→ **Data listing**:
PR #1157, opened 2023-01-24
Updates to the autorelease script

### LINKED ISSUE #658: Auto release scripts are broken
I have run into a few issues with the auto release scripts (`scripts/release-1-initiate.sh`, `scripts/release-2-commit.sh`, `scripts/release-3-publish.sh`). Some typos and some may be differences with running on macOS. It will be worth going back through once the release is done and making sure we have working scripts for windows and mac.

emlys:
## Description
Fixes #658. This is a step along the way to #1160.

- combine the 3 release scripts into 2
- move all release-related scripts into one folder
- replace `hub` commands with `gh` commands (see https://github.com/cli/cli/blob/trunk/docs/gh-vs-hub.md)
- the script now downloads the release artifacts for you
- the autorelease process no longer updates the UG rev, it is assumed that it's already updated (discussed this with @phargogh on slack). Removed the python script that updated the Makefile.
- Replaced the python script that updated HISTORY.rst with a one-line perl command

There is a `gh run watch` command that lets you wait for a github actions run to complete, so it would be possible to combine the two scripts into one. But I found it's too easy to forget that it's running, and close the tab or change branches or something. These two scripts can become two workflows in #1160: the second will be triggered once the first one succeeds.

## Checklist


scripts/release/autorelease-step-2.sh
```diff
@@ -0,0 +1,76 @@
...
+#   - Attach the build artifacts
+# - Create a pull request from the autorelease branch into main
+# - Create a pypi release
+#   - Attach the build artifacts
+set -e  # Exit the script immediately if any subshell has a nonzero exit code.
+
+VERSION=$1
+GH_RUN_ID=$2
+GITHUB_REPO="natcap/invest"
+PYPI_REPO="testpypi"
```
emlys, line 14: I am leaving this set to testpypi for now so we don't accidentally create a permanent release on pypi. To run the script for real, just change this to "pypi"

dcdenu4: I like the idea of having this be "testpypi", but then after the script completes maybe we can have instructions saying something like:

```sh
echo "Release has been created using testpypi, to release officially run:"
echo "twine upload -r pypi dist/natcap.invest.*"
```

scripts/release/autorelease-step-1.sh
```diff
@@ -0,0 +1,100 @@
...
+git add HISTORY.rst
+git commit -m "Committing the $VERSION release."
+git tag "$VERSION"
+git push https://github.com/${GITHUB_REPO}.git $VERSION $AUTORELEASE_BRANCH
+
+echo "Waiting for Github Actions run to start..."
+sleep 5
+# from the list of recent github actions runs,
+# extract the run ID corresponding to the release tag
+RUN_ID=$(gh --repo $GITHUB_REPO run list --branch $VERSION --json databaseId --jq ".[].databaseId")
```
dcdenu4, line 82: I wonder, is it possible through the GH CLI to know when / if actions has completed successfully? Then we could just have one release script?

https://cli.github.com/manual/gh_run_watch

```
# Run some other command when the run is finished
gh run watch [run-id] --exit-status && notify-send "run is done!"
```

dcdenu4 (changes requested):
Thanks @emlys, I just had a few questions / suggestions.

scripts/release/autorelease-step-1.sh
dcdenu4: Oops, I just read your comment about why you chose NOT to do this. Sorry, I should have read the summary thoroughly first! This seems like a subjective choice and I'm fine leaving it as you have it, knowing we'll be iterating in #1160.

scripts/release/autorelease-step-2.sh
emlys: Sounds good

dcdenu4 (approved):
Hey @emlys, this looks good to me! I'm sure some things will shake out when we try it for the first time.

Issue #755, opened 2021-12-08
Deprecate the Qt UI


davemfish:
We're planning on doing this at some point. Here's an issue where we can talk about when & how.

### Criteria that should be met before we do it:
- [x] the Workbench is stable on Windows & Mac
- [x] the Workbench has feature-parity with the Qt UI
- [x] the Workbench is equally accessible to partners and users around the world as Qt.
- [x] Workbench-invest repo management is decided and we are confident in the WB release process
- [x] Post on the forum saying the next release will not include the classic UI. So please try the Workbench and report any issues now.

### todo:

→ **Task objective**:
Every line above that holds the string "natcap" should be copied into the answer.

→ **Result**:
+GITHUB_REPO="natcap/invest"
echo "twine upload -r pypi dist/natcap.invest.*"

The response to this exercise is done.